Она часто писала в партизанский центр, но на все ее письма пришло два одинаковых ответа: «Новых сведений об отце и муже не поступило». А тут Станислав Силантьевич назначил ее старшей сестрой. Если до этого персонал больницы за глаза шептался да посмеивался над увлечением солидного шефа, то после перемещения кадров заговорили с возмущением. В назначении Вассы старшей сестрой усмотрели ущемление собственных интересов.

— Мы тут годами вкалываем, а эта партизанка явилась — и на тебе…

— Уж видно, как она партизанила, хе-хе! Не иначе от лешего привезла малого…

— Так и я могу партизанить, да не с кем, мужиков позабирали, один Силантьевич остался на всех…

— А чего? Он мужчина в силе…

— И куда жена смотрит!

Сочившиеся по-за углами разговорчики привели к тому, что активные борцы за укрепление семейных устоев подсказали супруге главврача, на что ей следует обратить внимание. После этого Станислав Силантьевич был вызван в райком, где ему указали на неприемлемость той формы содружества руководства с подчиненными, которую он применяет в вверенном ему лечебном учреждении.

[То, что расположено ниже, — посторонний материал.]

PR #201, opened 2018-12-28
Feature/update polymorph

SebastienGllmt:
To upgrade to the latest version of `react-polymorph` (v8) we need to do two upgrades:

[x] upgrade to v7.2 (based on [this PR](https://github.com/input-output-hk/daedalus/pull/950))
[ ] upgrade to v8 (based on [this PR](https://github.com/input-output-hk/daedalus/pull/1139))

Unfortunately v7.2 has a bug with it that is fixed in v8, but v8 also introduces large refactoring changes we have to deal with so we have to do both at once.


SebastienGllmt:
Before this is merged we need to
- [ ] Fix the test `Scenario: User can send funds from one Yoroi wallet to another (IT-54)` that fails due to [this issue in `react-polymorph`](https://github.com/input-output-hk/react-polymorph/issues/98)

PR #210, opened 2019-01-02
Ruslan / Transaction export API

vantuz-subhuman:
1. Created separate `ExportApi` that can be used abstractly
2. Also created separate function to send any file as a download to user browser (as utils)
3. Created some API-boundary types to exchange data from any other part of the system into export-api

Export for all ADA transactions may be called as:
```
const rows = await yoroi.api.ada.getTransactionRowsToExport();
yoroi.api.export.exportTransactions({ rows, fileName: '<some_name>' });
```

image

Tests for formatting function will be added.


app/api/ada/index.js
```diff
@@ -557,9 +559,45 @@ export default class AdaApi {
...
+    }
+  }
+
+  static convertAdaTransactionsToExportRows(
+    transactions: Array<AdaTransaction>
+  ): Array<TransactionExportRow> {
+    return transactions
+      .filter(tx => tx.ctCondition === 'CPtxInBlocks')
+      .map(tx => {
+        const fullValue = parseInt(tx.ctAmount.getCCoin, 10);
```
nicarq: I think this overflows, so probably we should use `BigInt`

app/api/export/index.js
```diff
@@ -0,0 +1,135 @@
...
+export type TransactionExportFileType = 'csv';
+export type TransactionExportDataFormat = 'CoinTracking';
+
+export type ExportFileResponse = {
+  data: Blob,
+  fileType: TransactionExportFileType
+}
+
+/**
+ * This api layer provides access to the electron local storage
```
nicarq: electron -> browser? :D

app/api/export/index.js
```diff
@@ -0,0 +1,135 @@
...
+
+function _formatExportRowTypeForCoinTracking(type: string): string {
+  switch (type) {
+    case 'in': return 'Deposit';
+    case 'out': return 'Withdrawal';
+    default: throw new Error('Unexpected export row type: ' + type);
+  }
+}
+
+function _writeCsvDataIntoCsvFile(data: CsvData): string {
```
nicarq: I don’t know if it’s too picky, but instead of using `write` maybe we could use something different -- because it doesn’t directly write somewhere, but rather format --

app/api/export/utils.js
```diff
@@ -0,0 +1,16 @@
+/**
+ * Make browser to download the specified blob of bytes as a file with the specified name
+ */
+export function sendFileToUser(data: Blob, fileName: string) {
```
nicarq: good idea to put this in utils!

nicarq: maybe we should make it async void?

app/api/ada/index.js
vantuz-subhuman: Oh that's a really good catch, yeah. Replaced with `BigNumber` 👌

app/api/export/index.js
vantuz-subhuman: Damned copy-paste 😬 Fixed the whole comment )

app/api/export/index.js
vantuz-subhuman: Yeah, I agree. Renamed and changed it a bit.

app/api/export/index.js
```diff
@@ -0,0 +1,135 @@
...
+ */
+
+export default class ExportApi {
+
+  /**
+   * Request object MUST contains:
+   * - rows: array of export-data
+   * - fileName: only name without extension
+   *
+   * No result will be returned. File is sent to user as side-effect.
```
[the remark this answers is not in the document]
vantuz-subhuman: Yep, changed to async 👌

app/api/export/utils.js
vantuz-subhuman: Yep, changed to async 👌

nicarq:
LGTM :D

vantuz-subhuman:
@nicarq, @sarveshwar-singh, I have added some final changes:
1. Extracted some function into utils: https://github.com/Emurgo/yoroi-frontend/pull/210/files#diff-e05e93fdfc07fce3b2d6a5b92083def5
2. Created test-config to be used in tests: https://github.com/Emurgo/yoroi-frontend/pull/210/files#diff-a2e926e9dcc51b770ec51e30643a9a5b
3. Added unit-tests for these new functions in utils: https://github.com/Emurgo/yoroi-frontend/pull/210/files#diff-b45881d223bc76e38c5909a06d0cf197

Ready for review and merge

nicarq:
awesome! we have jest now :D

Официальный разговор закончился тем, что без вины виноватой Вассе предложили просто уволиться по собственному желанию. Васса отказалась и принесла прокурору жалобу на беззаконие. Тот поговорил с горздравовцами, и тогда Васса по обоюдному согласию уехала переводом на ту же работу в Березово.

Жизнь Вассы еще больше осложнилась, трудностей прибавилось, приходилось экономить каждую копейку. За квартиру хозяйке — плати, за то, что присматривает за ребенком, — плати, за молоко соседке — плати, за еду в столовой, за продукты в магазине, за белье и обувку, за мыло, да все это и не пересчитаешь, когда прореха на прорехе, когда старое пришло в ветхость, а нового ничего нет.

Так в делах и заботах прошла еще одна военная зима, последняя. И вот — день победы. Улицы возбужденно шумели.

Васса не выходила из дому. Отдежурив, сутки в больнице, выпроводила Юрика гулять, сама принялась за стирку. Работала не по нужде, а чтоб забыться. Ближе к вечеру хозяйка Сергеевна позвала Вассу на свою половину. Она тоже была вдовой, несколько лет назад муж ее от чего-то высох и помер, сын-моряк погиб с подводной лодкой, дочь с мужем жила в Хабаровске. Сергеевна потому Вассу и на квартиру приняла, что тосковала очень, особенно по детям и по внукам, а заботы о сыне квартирантки как-то скрашивали жизнь, отвлекали от собственного горя.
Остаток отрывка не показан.